▶ The task
Copy each line of the records that includes "notification".

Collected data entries
____________

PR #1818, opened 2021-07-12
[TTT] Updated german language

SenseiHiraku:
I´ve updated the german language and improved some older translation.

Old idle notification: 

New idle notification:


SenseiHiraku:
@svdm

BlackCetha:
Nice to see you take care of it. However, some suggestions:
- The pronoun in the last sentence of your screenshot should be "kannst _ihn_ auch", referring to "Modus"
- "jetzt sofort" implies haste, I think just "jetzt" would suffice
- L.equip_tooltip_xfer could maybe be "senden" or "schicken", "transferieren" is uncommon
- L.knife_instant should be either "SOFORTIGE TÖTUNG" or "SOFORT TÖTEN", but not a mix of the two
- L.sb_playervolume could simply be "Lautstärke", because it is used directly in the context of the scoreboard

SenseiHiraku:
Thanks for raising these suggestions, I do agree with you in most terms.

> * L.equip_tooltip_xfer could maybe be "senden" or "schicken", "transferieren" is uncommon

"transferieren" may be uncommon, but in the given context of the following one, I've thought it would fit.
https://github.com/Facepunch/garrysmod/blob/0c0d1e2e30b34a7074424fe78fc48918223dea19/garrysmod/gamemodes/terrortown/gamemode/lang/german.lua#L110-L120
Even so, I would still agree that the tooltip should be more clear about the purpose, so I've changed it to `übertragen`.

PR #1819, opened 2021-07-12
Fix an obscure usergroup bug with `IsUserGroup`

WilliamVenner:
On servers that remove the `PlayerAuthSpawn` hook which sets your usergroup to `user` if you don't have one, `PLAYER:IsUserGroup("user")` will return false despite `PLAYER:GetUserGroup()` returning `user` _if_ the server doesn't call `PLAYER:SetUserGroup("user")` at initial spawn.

____________

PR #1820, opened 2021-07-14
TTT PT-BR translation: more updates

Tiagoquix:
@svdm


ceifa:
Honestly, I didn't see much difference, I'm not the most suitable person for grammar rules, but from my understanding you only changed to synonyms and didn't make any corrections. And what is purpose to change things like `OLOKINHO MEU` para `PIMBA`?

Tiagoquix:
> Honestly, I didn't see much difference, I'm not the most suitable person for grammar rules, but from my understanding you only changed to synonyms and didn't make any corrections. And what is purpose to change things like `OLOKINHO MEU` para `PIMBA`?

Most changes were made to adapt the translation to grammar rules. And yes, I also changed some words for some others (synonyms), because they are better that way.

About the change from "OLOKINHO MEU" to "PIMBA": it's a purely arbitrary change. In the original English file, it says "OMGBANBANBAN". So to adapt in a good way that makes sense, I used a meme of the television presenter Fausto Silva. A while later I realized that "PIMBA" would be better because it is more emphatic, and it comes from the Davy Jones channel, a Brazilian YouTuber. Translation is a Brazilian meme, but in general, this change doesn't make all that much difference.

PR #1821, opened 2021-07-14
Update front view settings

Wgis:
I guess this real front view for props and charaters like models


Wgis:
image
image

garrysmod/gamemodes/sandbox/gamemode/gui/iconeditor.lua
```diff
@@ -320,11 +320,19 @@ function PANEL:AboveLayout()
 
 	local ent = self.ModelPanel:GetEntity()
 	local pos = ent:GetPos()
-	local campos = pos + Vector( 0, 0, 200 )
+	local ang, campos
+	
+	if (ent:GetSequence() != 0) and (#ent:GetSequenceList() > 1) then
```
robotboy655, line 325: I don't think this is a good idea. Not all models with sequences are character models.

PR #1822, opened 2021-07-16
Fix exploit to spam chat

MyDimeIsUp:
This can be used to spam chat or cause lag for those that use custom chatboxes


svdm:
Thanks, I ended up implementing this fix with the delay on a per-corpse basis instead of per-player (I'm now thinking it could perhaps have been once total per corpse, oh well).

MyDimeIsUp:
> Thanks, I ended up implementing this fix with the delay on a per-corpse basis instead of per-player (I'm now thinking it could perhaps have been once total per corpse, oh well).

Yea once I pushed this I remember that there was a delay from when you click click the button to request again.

____________

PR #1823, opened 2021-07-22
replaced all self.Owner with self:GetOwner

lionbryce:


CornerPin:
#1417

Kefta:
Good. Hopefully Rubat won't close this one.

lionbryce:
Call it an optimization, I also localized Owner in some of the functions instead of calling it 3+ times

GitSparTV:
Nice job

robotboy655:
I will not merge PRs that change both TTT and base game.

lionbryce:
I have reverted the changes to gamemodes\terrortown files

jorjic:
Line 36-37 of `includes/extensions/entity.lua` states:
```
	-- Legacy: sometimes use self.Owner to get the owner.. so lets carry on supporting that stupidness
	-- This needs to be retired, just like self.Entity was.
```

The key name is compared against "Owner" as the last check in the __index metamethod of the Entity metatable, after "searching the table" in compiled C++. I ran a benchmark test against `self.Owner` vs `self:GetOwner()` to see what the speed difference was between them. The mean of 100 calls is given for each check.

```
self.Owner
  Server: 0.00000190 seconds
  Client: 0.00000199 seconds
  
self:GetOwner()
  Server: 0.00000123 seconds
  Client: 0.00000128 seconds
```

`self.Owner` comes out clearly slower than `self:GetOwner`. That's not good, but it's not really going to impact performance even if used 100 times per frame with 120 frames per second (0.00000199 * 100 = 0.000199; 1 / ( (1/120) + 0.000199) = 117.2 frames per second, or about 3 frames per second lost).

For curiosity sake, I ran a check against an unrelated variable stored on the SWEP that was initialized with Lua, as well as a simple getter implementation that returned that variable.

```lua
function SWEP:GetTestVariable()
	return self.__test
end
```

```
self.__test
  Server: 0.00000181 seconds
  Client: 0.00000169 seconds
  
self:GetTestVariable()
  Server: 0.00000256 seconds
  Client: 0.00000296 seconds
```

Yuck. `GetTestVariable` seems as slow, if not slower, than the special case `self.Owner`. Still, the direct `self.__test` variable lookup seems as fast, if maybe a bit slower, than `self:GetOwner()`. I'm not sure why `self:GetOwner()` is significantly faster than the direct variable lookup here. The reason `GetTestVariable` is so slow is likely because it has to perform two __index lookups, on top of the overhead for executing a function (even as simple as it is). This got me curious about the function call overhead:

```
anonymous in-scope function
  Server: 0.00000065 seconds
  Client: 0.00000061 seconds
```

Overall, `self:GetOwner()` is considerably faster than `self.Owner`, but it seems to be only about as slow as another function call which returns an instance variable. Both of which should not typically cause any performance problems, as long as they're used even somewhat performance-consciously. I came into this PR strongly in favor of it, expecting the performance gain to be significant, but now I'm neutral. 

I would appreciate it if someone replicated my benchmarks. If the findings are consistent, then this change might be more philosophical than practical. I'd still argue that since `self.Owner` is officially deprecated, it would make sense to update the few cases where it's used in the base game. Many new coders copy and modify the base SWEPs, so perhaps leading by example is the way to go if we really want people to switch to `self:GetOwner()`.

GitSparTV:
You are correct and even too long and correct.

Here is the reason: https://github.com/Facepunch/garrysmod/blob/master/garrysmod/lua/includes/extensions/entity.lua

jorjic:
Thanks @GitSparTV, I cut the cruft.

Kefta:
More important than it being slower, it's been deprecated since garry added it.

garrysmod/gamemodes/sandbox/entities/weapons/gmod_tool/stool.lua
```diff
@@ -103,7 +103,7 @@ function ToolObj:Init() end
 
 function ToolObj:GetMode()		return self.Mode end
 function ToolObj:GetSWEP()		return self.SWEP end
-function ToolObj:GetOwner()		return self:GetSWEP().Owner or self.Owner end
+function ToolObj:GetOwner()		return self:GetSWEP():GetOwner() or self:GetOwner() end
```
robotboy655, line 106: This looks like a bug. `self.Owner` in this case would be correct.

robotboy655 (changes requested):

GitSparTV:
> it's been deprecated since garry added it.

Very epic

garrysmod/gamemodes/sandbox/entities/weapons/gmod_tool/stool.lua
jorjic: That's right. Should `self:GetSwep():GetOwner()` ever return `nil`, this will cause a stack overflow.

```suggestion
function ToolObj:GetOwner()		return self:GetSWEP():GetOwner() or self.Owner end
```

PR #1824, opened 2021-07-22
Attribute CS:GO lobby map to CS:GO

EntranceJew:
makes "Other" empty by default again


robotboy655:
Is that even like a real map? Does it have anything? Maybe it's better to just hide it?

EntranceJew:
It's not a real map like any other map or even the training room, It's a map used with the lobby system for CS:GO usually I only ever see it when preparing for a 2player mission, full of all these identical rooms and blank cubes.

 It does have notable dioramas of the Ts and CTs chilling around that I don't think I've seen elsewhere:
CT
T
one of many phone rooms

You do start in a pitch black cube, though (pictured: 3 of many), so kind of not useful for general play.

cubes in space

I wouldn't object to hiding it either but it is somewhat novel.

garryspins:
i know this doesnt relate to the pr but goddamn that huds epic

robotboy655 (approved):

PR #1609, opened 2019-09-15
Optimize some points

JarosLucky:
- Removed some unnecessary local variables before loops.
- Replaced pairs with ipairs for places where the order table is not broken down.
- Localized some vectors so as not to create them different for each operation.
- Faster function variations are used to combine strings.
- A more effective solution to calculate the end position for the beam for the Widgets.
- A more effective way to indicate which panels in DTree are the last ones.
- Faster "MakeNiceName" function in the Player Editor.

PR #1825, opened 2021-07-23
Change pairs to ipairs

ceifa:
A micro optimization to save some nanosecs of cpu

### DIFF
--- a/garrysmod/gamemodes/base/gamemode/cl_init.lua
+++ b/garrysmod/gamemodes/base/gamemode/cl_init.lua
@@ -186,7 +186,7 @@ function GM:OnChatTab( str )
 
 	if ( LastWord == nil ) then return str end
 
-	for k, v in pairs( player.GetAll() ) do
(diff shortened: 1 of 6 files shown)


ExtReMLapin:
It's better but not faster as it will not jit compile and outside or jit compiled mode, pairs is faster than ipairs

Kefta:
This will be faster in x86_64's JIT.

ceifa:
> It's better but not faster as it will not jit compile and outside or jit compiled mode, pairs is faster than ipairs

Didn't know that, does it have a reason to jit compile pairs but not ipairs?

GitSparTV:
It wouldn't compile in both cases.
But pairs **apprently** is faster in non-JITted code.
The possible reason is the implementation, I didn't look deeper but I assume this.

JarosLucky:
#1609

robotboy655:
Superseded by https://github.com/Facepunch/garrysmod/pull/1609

____________

▶ Your solution
Old idle notification: 
New idle notification:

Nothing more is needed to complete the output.